Michael Higgins

No. 81
- Position: Tight end

Personal information
- Born: December 7, 1987 (age 38) Omaha, Nebraska, U.S.
- Listed height: 6 ft 5 in (1.96 m)
- Listed weight: 242 lb (110 kg)

Career information
- High school: Beatrice (NE)
- College: Nebraska–Omaha
- NFL draft: 2011: undrafted

Career history
- New Orleans Saints (2011–2013); Minnesota Vikings (2014)*;
- * Offseason or practice squad member only

Career NFL statistics
- Receptions: 2
- Receiving yards: 1
- Stats at Pro Football Reference

= Michael Higgins (American football) =

American football player (born 1987)

Michael Higgins (born December 7, 1987) is an American former professional football player who was a tight end in the National Football League (NFL).
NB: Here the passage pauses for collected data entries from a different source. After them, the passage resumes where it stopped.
PR #413, opened 2016-07-08
Fix #397.

### LINKED ISSUE #397: `db` off-by-one
Typing `db` in normal mode behaves differently from vim.

Here I'm surrounding a character with underscores to indicate the location of the cursor. (E.g. `x_y_z` represents the cursor on character `y` in string `xyz`.) These examples use the string `abc 123` and start with the cursor on `1`:

In vscodevim (v0.0.28), typing db does this: 

`abc _1_23` -> `a_2_3`

In vim:

`abc _1_23` -> `_1_23`

rebornix:
Yay! We love PRs! 🎊

- [x] Commits are squashed 

While we run `b` movement, cursor start position is after stop position and we did some stop position adjustment, that's why we are not doing the `db` right.

Besides, the test cases covering `db` happen to be false positive. Run `db` inside `test test` always pass because both the first word and second word start and stop with `t`. It's a really interesting trap.

### DIFF
--- a/src/mode/modeHandler.ts
+++ b/src/mode/modeHandler.ts
@@ -736,6 +736,10 @@ export class ModeHandler implements vscode.Disposable {
         let recordedState = vimState.recordedState;
 
         if (recordedState.operator) {
+            if (start.compareTo(stop) > 0) {
+                [start, stop] = [stop, start];
+            }
+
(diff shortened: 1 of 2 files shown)


jpoon:
Thanks @rebornix

Issue #416, opened 2016-07-08
ctrl+f stopped working in vsCode 1.3.0 due to this extension. Works fine after removing this.


ashishgunjotikar:
Do you need help or have a question? Ask us on Slack (https://vscodevim-slackin.azurewebsites.net/) 👫. 
Found a bug? Please fill out the sections below 👍.

### Issue Summary

A summary of the issue -- what blew up? what major feature are we missing? 

### Steps to Reproduce

1. This is the first step
2. This is the second step, etc.

Any other info e.g. Why do you consider this to be a bug? What did you expect to happen instead?

### Technical details:

* VSCode Version:
* OS:

johnfn:
Kind of the point of Vim is that you now use the Vim way of doing things. 😉 For example, instead of ctrl-f you now use `/` and `?`, which are better in every regard. 😛 

Is there something you want to do with ctrl+f that can't be accomplished with `?` or `/`? If so, we should try to incorporate that functionality.

The actual fix here is not too hard; I just want to know what functionality you're missing from ? or /.

jpoon:
Also note that `ctrl+f` maps to scrolling the window downward in [Vim](http://vimdoc.sourceforge.net/htmldoc/scroll.html#CTRL-F).

Actually, @johnfn, just noticed the extension is doing the opposite `ctrl+f` => upward; `ctrl+b` => downward.

PR #418, opened 2016-07-08
Fix ctrl+b, ctrl+f

jpoon:
As noted in https://github.com/VSCodeVim/Vim/issues/416, ctrl+b should be upward, ctrl+f should be downward.

### DIFF
--- a/src/mode/modeHandler.ts
+++ b/src/mode/modeHandler.ts
@@ -930,5 +930,6 @@ export class ModeHandler implements vscode.Disposable {
     }
 
     dispose() {
+        // do nothing
     }
 }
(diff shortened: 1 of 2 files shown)


src/mode/modeHandler.ts
```diff
@@ -930,5 +930,6 @@ export class ModeHandler implements vscode.Disposable {
     }
 
     dispose() {
+        // do nothing
```
jpoon: Added a comment here so tslint wouldn't complain.

johnfn: My bad. Thanks!

PR #430, opened 2016-07-12
Ctrl+U and Ctrl+D

### LINKED ISSUE #214: I think CTRL-d should be half-page-down
> I think CTRL-d should be half-page-down

Original Vim do have a its binding.
Why not use `CTRL-d`?

rebornix:
Yay! We love PRs! 🎊

- [x] Commits are squashed 

Fix #214. Since currently we don't have VS Code Screen Line support, we simply use `20` as the half window size, but users can configure `vim.scroll` to override this setting the same as Vim.


johnfn:
hype

sachin21:
Thank you so much for implement!

PR #433, opened 2016-07-12
Fix #279.

### LINKED ISSUE #279: case insensitive/smart case search
When you search with / or ?, by default vim does case insensitive search. If you type an upper case letter in the search string, Vim switches to case sensitive. It's a clever system that we should emulate; currently / and ? are permanently case sensitive, which is annoying.

rebornix:
Yay! We love PRs! 🎊

- [x] Commits are squashed 

This bug fix is a good starter for adding Mode. This feature requires user config while now we can't change user config by API so the test cases are missing.


src/mode/modeHandler.ts
```diff
@@ -147,6 +149,7 @@ export class SearchState {
      */
     public searchDirection = 1;
 
+    public vimSettings: VimSettings;
```
johnfn: Can we have vimSettings be a property on VimState instead?

src/mode/modeHandler.ts
```diff
@@ -162,16 +165,28 @@ export class SearchState {
         // Calculate and store all matching ranges
         this.matchRanges = [];
 
+        let ignorecase = this.vimSettings.ignorecase;
+
+        if (ignorecase && this.vimSettings.smartcase && /[A-Z]/.test(search)) {
+            ignorecase = false;
+        }
+
+        const regex = new RegExp(search.replace(/[\-\[\]{}()*+?.,\\\^$|#\s]/g, "\\$&"), ignorecase ? 'gi' : 'g');
```
johnfn: Um, what does this do? Could you leave a comment?

src/mode/modeHandler.ts
```diff
@@ -484,6 +502,8 @@ export class ModeHandler implements vscode.Disposable {
         this._vimState.settings.useSolidBlockCursor = vscode.workspace.getConfiguration("vim")
             .get("useSolidBlockCursor", false);
         this._vimState.settings.scroll = vscode.workspace.getConfiguration("vim").get("scroll", 20) || 20;
+        this._vimState.settings.ignorecase = vscode.workspace.getConfiguration("vim").get("ignorecase", false) || false;
```
johnfn: Can we default smartcase to true? Even though Vim doesn't default it to true, I think we should, because it's better - in the same way that we show incremental search results, even though Vim doesn't by default.

src/mode/modeHandler.ts
```diff
@@ -220,9 +235,12 @@ export class SearchState {
         }
     }
 
-    constructor(direction: number, startPosition: Position, searchString = "") {
+    constructor(direction: number, startPosition: Position, vimSettings: VimSettings, searchString = "") {
         this.searchDirection = direction;
         this.searchCursorStartPosition = startPosition;
+        this.vimSettings = vimSettings;
+        // vimSettings must be put before assigining searchString 
+        // as we will run `_recalculateSearchRanges` immediately after the assignment.
```
johnfn: How do you feel about removing my setter for searchString, and instead use a method that takes both the search string and the settings object? It would eliminate this comment and bug.

src/mode/modeHandler.ts
rebornix: We have `vimSettings` in `VimState` already and it's initialized in `modeHandler`. Besides, we have `searchState` in VimState, the model between VimState and SearchState is Composition. So what we are doing is accessing outter object's property from inner object, right? My current solution is passing `vimSettings` alone to `SearchState` while initalization as I don't want to any other part of `VimState`.

So are you saying we should pass VimState directly to SearchState while initializing SearchState?

Another way to handle this situation is moving `SearchState` definition into `VimState` as we don't use it without the outter VimState. Making it a subclass can provide us the ability to access members of VimState. Any idea?

src/mode/modeHandler.ts
rebornix: oh, this is another good way of decoupling, I'll try.

rebornix:
@johnfn As we are not caching vim setting in SearchState, we have to pass the setting each time we invoke SearchState's member. The smell is still not good now, I suppose extracting VimSettings to a separate singleton will be better and will benefit later when we implementing vimrc loading.

Make `ignorecase` and `smartcase` as true as @johnfn suggested. Add comments for handling `ignorecase` and `smartcase` options.

src/mode/modeHandler.ts
johnfn: Ah, good point, we don't actually have VimState inside of SearchState.

johnfn:
I think the singleton VimSettings is the best idea; it's a giant blob of globals that will hopefully never change. 

Not necessary for this PR, however.

johnfn:
Actually I take back what I said before. 

Do you think you can make VimSettings into a singleton class? It's unfortunate how it ends up getting passed in everywhere. That would be annoying to fix in the future, we may as well nip it in the bud now.

rebornix:
I'll first write a real simple Singleton for VimSetting and unblock this PR.

Speaking of VimSetting, do you think detecting and read `.vimrc` is a valid feature for Vim users?

johnfn:
Thanks! 

I absolutely do think that .vimrc is something we should eventually support. Not a full vimrc, but some basic commands.

rebornix:
Since this feature relies on #508 and it's just 20 lines of code change with #508 . So I'd like to close this one and move features there.

PR #434, opened 2016-07-12
Fix spec for otherModesKeyBindings to match insert

sectioneight:
No existing issue that I can find, happy to open one if that helps.

### DIFF
--- a/package.json
+++ b/package.json
@@ -113,7 +113,7 @@
                     "description": "Keyboard layout to use to translated key presses."
                 },
                 "vim.otherModesKeyBindings": {
-                    "type": "object",
+                    "type": "array",
                     "description": "Keybinding overrides to use for normal mode."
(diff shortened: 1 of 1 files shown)


sectioneight:
image

sectioneight:
Note: This is my first time editing a VSCode plugin and I don't think I have my node environment set up properly so I haven't actually tested this, but looking at the code the "other" and "insert" shares the same class with only a different config key.

sectioneight:
Ok, I've tested this now, and set up remaps using the array syntax in the development plugin environment.

sectioneight:
I have no idea what to do about the test failures. They seem unrelated to this change.

johnfn:
Thanks for the PR, @sectioneight! Apologies for the broken tests; we're working on it... 😅

PR #444, opened 2016-07-14
Read TextEditor options from active editor

rebornix:
Yay! We love PRs! 🎊

- [x] Commits are squashed 

We were reading TextEditor options from configuration but there are some drawbacks:

1. We didn't monitor the configuration change (not sure if there is any event exposed)
2. VS Code puts a copy of the text editor related configuration in each Text Editor object and there is no bidirectional between them. If people change the configuration file, every copy of text editor option will be reloaded but if we change `vscode.window.activeTextEditor.options` through API on the fly, it's not synced back to `vscode.workspace.getConfiguration("editor")`. It does make sense because `vscode.workspace.getConfiguration("editor")` is likely representing the state of the configuration file.

Here I changed our logic to read from `vscode.window.activeTextEditor.options` always because we can't make sure we are the only one that modifies it. People might install other extensions that modify the options at runtime as well. `vscode.window.activeTextEditor.options` is our best choice now.

BTW, I'll raise the issue to @code team about the configuration sync issue because we are adding API support for other configuration part.

### DIFF
--- a/src/textEditor.ts
+++ b/src/textEditor.ts
@@ -134,8 +134,8 @@ export class TextEditor {
     }
 
     static setIndentationLevel(line: string, screenCharacters: number): string {
-        let tabSize = vscode.workspace.getConfiguration("editor").get<number>("tabSize");
-        let insertTabAsSpaces = vscode.workspace.getConfiguration("editor").get<boolean>("insertSpaces");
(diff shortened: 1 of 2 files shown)


johnfn:
LGTM :+1:

PR #445, opened 2016-07-14
Fix #426

### LINKED ISSUE #426: Ctrl-{ isn't binded to switch to normal mode
`Ctrl-{` in vim is another keybinding to get you into normal mode but it doesn't appear to work right now.

* VSCode Version: 1.3.0
* VsCodeVim Version: 0.1.1
* OS: Windows 10 Professional

arussellk:
This binds ctrl+[ to the escape command.

I removed an existing CommandOpenBracket. This was only used by the test and couldn't be accessed when actually using the editor.
I also had to add a "hack" alongside the `"<c-r>"` remap in modeHandler.ts.

We need something like this in the tests:
```
editor.pressKeys("ctrl+[");
```
so that we can ensure the `ctrl+` mappings from package.json are working properly.


arussellk:
I'll look into why this failed and fix it. I knew my first pull request would be a bit rocky...

rebornix:
LGTM. The test failure has nothing to do with your code, thanks for your contribution, it's really neat!

src/mode/modeHandler.ts
```diff
@@ -505,6 +505,7 @@ export class ModeHandler implements vscode.Disposable {
 
     async handleKeyEvent(key: string): Promise<Boolean> {
         if (key === "<c-r>") { key = "ctrl+r"; } // TODO - temporary hack for tests only!
+        if (key === "<ctrl-[>") { key = "<esc>"; } // TODO - temporary hack because package.json maps ctrl+[ to the escape command
```
rebornix: Actually I think we don't need this line and the corresponding test as well because `<ctrl-[>` will only be passed in by test code, right? VS Code will ensure it will translate `ctrl-[` to `vim_esc` command and we don't need test this feature in our code, what do you think?

arussellk: Correct. `<ctrl-[>` is only in test code.

I would _like_ to have a test to verify that pressing `ctrl+[` results in the right action, but perhaps a comment in the test to reference package.json is adequate. What do you think?

Something like this:
```
test("can be activated", async () => {
        let activationKeys = ['<esc>'];
        // ctrl+[ is mapped to the vim_esc command by package.json
...
    });
```

package.json
```diff
@@ -48,6 +48,11 @@
                 "when": "editorTextFocus"
             },
             {
+                "key": "ctrl+[",
+                "command": "extension.vim_esc",
```
johnfn: I would prefer to send the actual ctrl+[ key sequence here, so that you can test it later on. (It's also important for remapping!)

src/mode/modeHandler.ts
johnfn: Be sure to remove this line too.

package.json
arussellk: So, something like this?

package.json:
```
{
  "key": "ctrl+[",
  "command": "extension.ctrl+[",
  "when": "editorTextFocus"
}
```

actions.ts (I think that's the file name):
```
CommandControlOpenBracket extends CommandEscape {
  keys = ["ctrl+["]
}
```

I don't know Typescript, but it seems like I should be able to leverage the existing escape command.

johnfn: Yup, that looks good to me.

arussellk:
I have `ctrl+[` working the way I think you want it. Let me know if something else needs to change.

Sorry about all the commits - I don't know how to squash them with a remote involved. This seems to indicate that, as admins, you can fix it: https://help.github.com/articles/about-pull-request-merge-squashing/

jpoon:
Nope, no option to auto-squash, likely cause it's out of date with master. You should be able to squash them using `git rebase -i HEAD~5`.

johnfn:
This PR looks excellent. Let's squash and merge this bad boy!

johnfn:
Actually, I was able to squash it myself. How awesome is that? I guess I'm just cooler than you, @jpoon. 😉 

Thanks for the contribution, @arussellk!

jpoon:
Hmm. Did GH give you the option to squash after you push that big red merge button?

johnfn:
Yeah, I clicked the drop down and there was an option to squash.

PR #446, opened 2016-07-14
Fix #341 CJK Problem.

### LINKED ISSUE #341: issue with Chinese IME
in insert mode, I want to input `## 查询`, to input the 2 Chinese characters, I need to switch to Chinese IME and type `iaxp `, but after I type all of these, the actual result becomes `#ch查询`: `#` and ` ` were removed and `ch` (IME expands `i` to `ch`) was added.

I think the issue is similar with an issue of amVim (another vim plug-in of VSCode), and maybe a bug of  VSCode instead of the plugin: 
https://github.com/aioutecism/amVim-for-VSCode/issues/101

OS: Windows 10 Professional
VSCode: 1.2.1
IME: Microsoft Pinyin (Double Pinyin Mode)

rebornix:
Yay! We love PRs! 🎊

- [x] Commits are squashed 

Two impoartant things to note here:

1. We are handing `type` events **asynchronously**, in which case, `default:replacePreviousChar` might be executed before our customized `type` event. When we type in CJK characters, we are typing English characters firstly then replace them with the desired CJK character/s. If the `replacePreviousChar` happens before its corresponding `type` event, we are running into chaos.
2. We are maintaining `cursorPosition` in `vimState` and we will leverage this state to implement dot repeat somehow. However, when we perform `type` then `replacePreviousChar`, it will ruin our `cursorPosition` maintaining. So we should always update the cusor info after triggering `default:replacePreviousChar`.

After this fix, the CJK typing experience in Insert Mode is likely perfect (I'm not 100% sure whether there would be other issues as I just write Chinese). CJK handling in Normal Mode is still blocked by VS Code right now but the priority is really low, why would you bother tying CJK while using Vim commands?

### DIFF
--- a/extension.ts
+++ b/extension.ts
@@ -10,6 +10,7 @@ import * as vscode from 'vscode';
 import { showCmdLine } from './src/cmd_line/main';
 import { ModeHandler } from './src/mode/modeHandler';
 import { TaskQueue } from './src/taskQueue';
+import { Position } from './src/motion/position';
 
 let extensionContext: vscode.ExtensionContext;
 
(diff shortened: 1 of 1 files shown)


johnfn:
Nice!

He was signed by the New Orleans Saints as an undrafted free agent in 2011. He played college football for the Nebraska-Omaha Mavericks.

==Professional career==

===New Orleans Saints===
Higgins was signed as a free agent by the New Orleans Saints on July 27, 2011. He was waived on September 3, 2011, and re-signed to the team's practice squad.

===Minnesota Vikings===
He was signed by the Vikings on July 23, 2014 and was released on August 26.